The ZKM | Museum Communication team has therefore developed innovative learning concepts with the goal of opening up the intriguing world of digital coding for people of all ages. The wide-ranging communications program offers suitable formats for everyone: small children and (grand)parents, hackers and artists, computer scientists and coding amateurs.

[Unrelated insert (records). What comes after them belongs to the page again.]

PR #1684, opened 2019-07-09
Improve reporting of unmatched filters

### LINKED ISSUE #1449: Catch2 does not report unmatched parts of a partially-matched test spec
## Description
Catch2's runTests function calls the reporter's noMatchingTestCases if *no* tests match the spec, but if some test matches some part of the spec, nothing reports that the rest of the spec matched nothing. In other words, if I pass "Test1 Test2" as command-line args, and "Test1" matches some test, nothing complains about the fact that "Test2" matched nothing. This can lead the user to believe that they're running all the tests in the spec when they are not.

### Steps to reproduce
Create a test file with one test. Run it with command-line args that specify two tests: the existing test and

You can explore digital coding in theory and in practice directly in the exhibition spaces together with active participants from Karlsruhe and ZKM employees – at workshops, parties, camps, algoraves, science slams, experimental tours, or programming courses.
Peter Weibel
[1] G. W. Leibniz in a letter to Rudolph August, Duke of Brunswick-Lüneburg, known as the New Year’s Letter, January 12, 1697.
[2] English edition: »The Order of Things« [1966], Pantheon, New York, 1970.
[3] Ludwig Wittgenstein, »Tractatus logico-philosophicus,« 1921, proposition 5.6.
[4] Galileo Galilei, »II Saggiatore« (1623), Edition Nazionale, vol. 6, Florence 1896, p. 232.